***** DATA FOR ANALYSIS *****
PR #28, opened 2020-04-06
Migrate state to application state

danwang:
Moves all websocket-initiated state to AppState

- changed the behavior of errors -- instead of removing individual error messages, all disappear at the same time after 5000ms of no new errors
- Added WebsocketProvider, which does two things:
  - Sets up connection to websocket, binds listeners to it, and updates AppState as needed
  - Creates a `send` and allows users to read from it. Nobody does this yet; it's just set as a global
- Removed all ReactDOM.render except 1, put it into a bootstrap() function

### DIFF
--- a/frontend/src/Errors.tsx
+++ b/frontend/src/Errors.tsx
@@ -1,4 +1,6 @@
 import * as React from 'react';
+import {AppStateConsumer} from './AppStateProvider';
+import Timeout from './Timeout';
 
 type Props = {
   errors: string[];
@@ -6,6 +8,11 @@ type Props = {
 
 const Errors = (props: Props) => (
   <div className="errors">
+    <AppStateConsumer>
+      {({updateState}) => (
+        <Timeout timeout={5000} callback={() => updateState({errors: []})} />
+      )}
+    </AppStateConsumer>
     {props.errors.map((err, idx) => (
       <p key={idx}>
         <code>{err}</code>
--- a/frontend/src/WebsocketProvider.tsx
+++ b/frontend/src/WebsocketProvider.tsx
@@ -1,0 +1,63 @@
+import * as React from 'react';
+import {AppState, AppStateConsumer} from './AppStateProvider';
+import websocketHandler from './websocketHandler';
+
+type Context = {
+  send: (value: any) => void;
+};
+
+const WebsocketContext = React.createContext<Context>({
+  send: () => {},
+});
+
+export const WebsocketConsumer = WebsocketContext.Consumer;
+
+type Props = {
+  state: AppState;
+  updateState: (state: Partial<AppState>) => void;
+  children?: React.ReactNode;
+};
+const WebsocketProvider = (props: Props) => {
+  const {state, updateState, children} = props;
+  const [websocket, setWebsocket] = React.useState<WebSocket | null>(null);
+
+  React.useEffect(() => {
+    const uri =
+      (location.protocol === 'https:' ? 'wss://' : 'ws://') +
+      location.host +
+      location.pathname +
+      (location.pathname.endsWith('/') ? 'api' : '/api');
+
+    const ws = new WebSocket(uri);
+    setWebsocket(ws);
+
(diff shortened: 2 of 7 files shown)


frontend/src/Errors.tsx
```diff
@@ -1,11 +1,18 @@
...
 
 type Props = {
   errors: string[];
 };
 
 const Errors = (props: Props) => (
   <div className="errors">
+    <AppStateConsumer>
+      {({updateState}) => (
+        <Timeout timeout={5000} callback={() => updateState({errors: []})} />
```
rbtying, line 13: huh. Was this really what we were doing before?

I had intended to remove only the entry we just added after 5s (i.e. a new error would not refresh the timeouts on already-displayed errors). Can probably file an issue for this and treat it as nonblocking though!

frontend/src/WebsocketProvider.tsx
```diff
@@ -0,0 +1,83 @@
...
+  // https://reactjs.org/docs/hooks-faq.html#why-am-i-seeing-stale-props-or-state-inside-my-function
+  const stateRef = React.useRef(state);
+  const updateStateRef = React.useRef(updateState);
+
+  React.useEffect(() => {
+    stateRef.current = state;
+    updateStateRef.current = updateState;
+  }, [state, updateState]);
+
+  React.useEffect(() => {
```
rbtying, line 37: I'm not quite familiar with what `useEffect` does here -- would we only init the websocket once here? or would we do it every time the props update on `WebsocketProvider`?

frontend/src/WebsocketProvider.tsx
```diff
@@ -0,0 +1,83 @@
...
+    );
+    ws.addEventListener('close', () =>
+      updateStateRef.current({connected: false}),
+    );
+    ws.addEventListener('message', (event: MessageEvent) => {
+      const message = JSON.parse(event.data);
+      if (message === 'Kicked') {
+        ws.close();
+      } else {
+        console.log(websocketHandler(stateRef.current, message));
```
rbtying, line 58: remove debug log? (or hide behind debug flag)

frontend/src/websocketHandler.ts
```diff
@@ -0,0 +1,71 @@
...
+  left: WebsocketHandler,
+  right: WebsocketHandler,
+): WebsocketHandler => {
+  return (state: AppState, message: any) => {
+    const newState = {...state, ...left(state, message)};
+    return {...newState, ...right(newState, message)};
+  };
+};
+
+const allHandlers: WebsocketHandler[] = [
```
rbtying, line 64: this is pretty clever!

Curious: do we expect the JS runtime to collapse all of these state-copies into relatively efficient operations? I don't think perf is particularly relevant for this kind of program, but the code as written would imply a linear-time copy of messages/state each time it is updated, right?

rbtying:
aha:
changed the behavior of errors -- instead of removing individual error messages, all disappear at the same time after 5000ms of no new errors

intentional behavior change, I see. Sure, works for me.

frontend/src/Errors.tsx
danwang: no, this is different from what we were doing before. It was hard to get the old behavior working because
- if the responsibility is handled by the webhook handler, the handler can't be just a function
- if the responsibility is handled by the error display, then it needs to be able to hold some state from when it last rendered to prevent new errors from resetting setTimeouts

frontend/src/WebsocketProvider.tsx
danwang: I believe useEffect runs on all renders by default. The second argument to useEffect (here, `[]`) is a list of dependencies that chooses when it should be run. So empty array means that this will only run once, and is equivalent to onComponentMount

frontend/src/WebsocketProvider.tsx
danwang: oops, this was for development debugging. will remove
*****
WORK ORDER :: Each line of the records above must be copied exactly.

OUTPUT FOR THIS TASK ::
PR #28, opened 2020-04-06
Migrate state to application state

danwang:
Moves all websocket-initiated state to AppState

- changed the behavior of errors -- instead of removing individual error messages, all disappear at the same time after 5000ms of no new errors
- Added WebsocketProvider, which does two things:
  - Sets up connection to websocket, binds listeners to it, and updates AppState as needed
  - Creates a `send` and allows users to read from it. Nobody does this yet; it's just set as a global
- Removed all ReactDOM.render except 1, put it into a bootstrap() function

### DIFF
--- a/frontend/src/Errors.tsx
+++ b/frontend/src/Errors.tsx
@@ -1,4 +1,6 @@
 import * as React from 'react';
+import {AppStateConsumer} from './AppStateProvider';
+import Timeout from './Timeout';
 
 type Props = {
   errors: string[];
@@ -6,6 +8,11 @@ type Props = {
 
 const Errors = (props: Props) => (
   <div className="errors">
+    <AppStateConsumer>
+      {({updateState}) => (
+        <Timeout timeout={5000} callback={() => updateState({errors: []})} />
+      )}
+    </AppStateConsumer>
     {props.errors.map((err, idx) => (
       <p key={idx}>
         <code>{err}</code>
--- a/frontend/src/WebsocketProvider.tsx
+++ b/frontend/src/WebsocketProvider.tsx
@@ -1,0 +1,63 @@
+import * as React from 'react';
+import {AppState, AppStateConsumer} from './AppStateProvider';
+import websocketHandler from './websocketHandler';
+
+type Context = {
+  send: (value: any) => void;
+};
+
+const WebsocketContext = React.createContext<Context>({
+  send: () => {},
+});
+
+export const WebsocketConsumer = WebsocketContext.Consumer;
+
+type Props = {
+  state: AppState;
+  updateState: (state: Partial<AppState>) => void;
+  children?: React.ReactNode;
+};
+const WebsocketProvider = (props: Props) => {
+  const {state, updateState, children} = props;
+  const [websocket, setWebsocket] = React.useState<WebSocket | null>(null);
+
+  React.useEffect(() => {
+    const uri =
+      (location.protocol === 'https:' ? 'wss://' : 'ws://') +
+      location.host +
+      location.pathname +
+      (location.pathname.endsWith('/') ? 'api' : '/api');
+
+    const ws = new WebSocket(uri);
+    setWebsocket(ws);
+
(diff shortened: 2 of 7 files shown)


frontend/src/Errors.tsx
```diff
@@ -1,11 +1,18 @@
...
 
 type Props = {
   errors: string[];
 };
 
 const Errors = (props: Props) => (
   <div className="errors">
+    <AppStateConsumer>
+      {({updateState}) => (
+        <Timeout timeout={5000} callback={() => updateState({errors: []})} />
```
rbtying, line 13: huh. Was this really what we were doing before?

I had intended to remove only the entry we just added after 5s (i.e. a new error would not refresh the timeouts on already-displayed errors). Can probably file an issue for this and treat it as nonblocking though!

frontend/src/WebsocketProvider.tsx
```diff
@@ -0,0 +1,83 @@
...
+  // https://reactjs.org/docs/hooks-faq.html#why-am-i-seeing-stale-props-or-state-inside-my-function
+  const stateRef = React.useRef(state);
+  const updateStateRef = React.useRef(updateState);
+
+  React.useEffect(() => {
+    stateRef.current = state;
+    updateStateRef.current = updateState;
+  }, [state, updateState]);
+
+  React.useEffect(() => {
```
rbtying, line 37: I'm not quite familiar with what `useEffect` does here -- would we only init the websocket once here? or would we do it every time the props update on `WebsocketProvider`?

frontend/src/WebsocketProvider.tsx
```diff
@@ -0,0 +1,83 @@
...
+    );
+    ws.addEventListener('close', () =>
+      updateStateRef.current({connected: false}),
+    );
+    ws.addEventListener('message', (event: MessageEvent) => {
+      const message = JSON.parse(event.data);
+      if (message === 'Kicked') {
+        ws.close();
+      } else {
+        console.log(websocketHandler(stateRef.current, message));
```
rbtying, line 58: remove debug log? (or hide behind debug flag)

frontend/src/websocketHandler.ts
```diff
@@ -0,0 +1,71 @@
...
+  left: WebsocketHandler,
+  right: WebsocketHandler,
+): WebsocketHandler => {
+  return (state: AppState, message: any) => {
+    const newState = {...state, ...left(state, message)};
+    return {...newState, ...right(newState, message)};
+  };
+};
+
+const allHandlers: WebsocketHandler[] = [
```
rbtying, line 64: this is pretty clever!

Curious: do we expect the JS runtime to collapse all of these state-copies into relatively efficient operations? I don't think perf is particularly relevant for this kind of program, but the code as written would imply a linear-time copy of messages/state each time it is updated, right?

rbtying:
aha:
changed the behavior of errors -- instead of removing individual error messages, all disappear at the same time after 5000ms of no new errors

intentional behavior change, I see. Sure, works for me.

frontend/src/Errors.tsx
danwang: no, this is different from what we were doing before. It was hard to get the old behavior working because
- if the responsibility is handled by the webhook handler, the handler can't be just a function
- if the responsibility is handled by the error display, then it needs to be able to hold some state from when it last rendered to prevent new errors from resetting setTimeouts

frontend/src/WebsocketProvider.tsx
danwang: I believe useEffect runs on all renders by default. The second argument to useEffect (here, `[]`) is a list of dependencies that chooses when it should be run. So empty array means that this will only run once, and is equivalent to onComponentMount

frontend/src/WebsocketProvider.tsx
danwang: oops, this was for development debugging. will remove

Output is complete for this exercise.